Figure 2. Up-regulation of TRH is specific for the dopamine-depleted striatum of rats with L-DOPA-induced dyskinesias.

(A) Saline: proTRH immunoreactivity is very low absent in the dopamine-depleted striatum (right) of a control, saline-treated rat. Sections run from rostral (top) to caudal (bottom). L-DOPA: proTRH immunoreactivity is strong and variable in the dopamine-depleted striata of three exemplary L-DOPA-treated dyskinetic rats. Tyrosine hydroxylase (TH) immunostaining indicates loss of dopamine-containing cell bodies in the substantia nigra pars compacta (upper section) and uniform loss of dopamine-containing terminals in the striatum (lower section), ipsilateral to the lesion, of all four rats. (B) ProTRH immunostaining in fibers of the external globus pallidus (top panel), entopeduncular nucleus (middle panel) and substantia nigra pars reticularis (bottom panel) of a dopamine-depleted rat with LID. (C) ProTRH immunoreactivity in a putative medium spiny neuron in a striatal section from a rat with LID.

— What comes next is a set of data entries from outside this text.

PR #618, opened 2016-02-24
Adding back the spring framework jars needed for soap

vhalbert:


shawkins:
Hasn't the kitting been this way since https://issues.jboss.org/browse/TEIID-3185 - https://github.com/teiid/teiid/blob/e526c6641422f85b7dd6112909b3b2c78767ecaa/connectors/connector-ws/kits/jboss-as7-dist.xml

Has there been paths that haven't been working since 8.9?  Do we need an integration test here?

vhalbert:
This issue was only found from the use of SOAP generation from Designer.   My guess is not many people have tried this feature in the community.

rareddy:
Are you sure you do not need the versions at the end of those jars?

vhalbert:
i think ur right

vhalbert:
I verified the jar's where getting put there, and

PR #621, opened 2016-02-25
Adding back in the spring jars to support SOAP services

vhalbert:


rareddy:
Can you also do the same for master?

vhalbert:
i was having issues building master, so once that is resolved I can commit it.

PR #624, opened 2016-03-01
TEIID-4007 - fixed extraction of name of the model if context root is

jdurani:
Fixed extraction of name of the model if context root is changed.


shawkins:
Merged with some additional refinements.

Figure 3. TRH shows a complex pattern of up-regulation that includes preferential expression in caudal striosomes.

(A) Non-uniform proTRH immunostaining in the dopamine-depleted striatum of three individual rats as compared to relatively uniform up-regulation of CalDAG-GEFII and down-regulation of MOR1 in the same rats. (B) The subcallosal streak (arrow) and putative striosome (asterisk) immunostained for proTRH (top panel) and the striosome marker CalDAG-GEFII (bottom panel) in neighboring striatal sections from a rat with LID.

Figure 4. TRH expression in pseudounipolar neurons of rats with LID-inducing treatments and control treatments.

(A) ProTRH⁺ periventricular neurons in the dorsal striatum contralateral to the 6-OHDA lesion in an animal that developed LIDs (magnification 10×). Full arrows show clusters of pseudounipolar neurons. (B) ProTRH ⁺ periventricular neurons and putative medium spiny neurons in the dorsal striatum ipsilateral to the 6-OHDA lesion in an animal that developed LIDs. Full arrows show clusters of pseudounipolar neurons; tail-less arrows show examples of putative medium spiny neurons. (C) ProTRH⁺ periventricular neurons in the dorsal striatum contralateral to the 6-OHDA lesion in an animal treated with saline (inset: higher magnification of the pseudounipolar neurons immunopositive for proTRH). Full arrows show clusters of pseudounipolar neurons. (D) ProTRH⁺ periventricular neurons in the dorsal striatum ipsilateral to the 6-OHDA lesion in an animal treated with saline. Full arrows show clusters of pseudounipolar neurons; Abbreviations: striatum: CP; lateral ventricle: V.